Brief:
Copy out the full listing that comes next, exactly.

Information supplied:
■ ■ ■ ■ ■ ■ ■
Issue #382, opened 2015-12-11
CXXFLAGS and CFLAGS should not be specified in configure.ac or Makefile.am


uartie:
Commit 7e2556efc8223b0f0289894364012e47cb6de548 moved these *user* flags out of the autogen.sh script, which is good.  However, although they don't belong in autogen.sh, they don't belong in configure.ac or any of the Makefile.am files, either.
■ ■ ■ ■ ■ ■ ■
Response to the exercise:
Issue #382, opened 2015-12-11
CXXFLAGS and CFLAGS should not be specified in configure.ac or Makefile.am


uartie:
Commit 7e2556efc8223b0f0289894364012e47cb6de548 moved these *user* flags out of the autogen.sh script, which is good.  However, although they don't belong in autogen.sh, they don't belong in configure.ac or any of the Makefile.am files, either.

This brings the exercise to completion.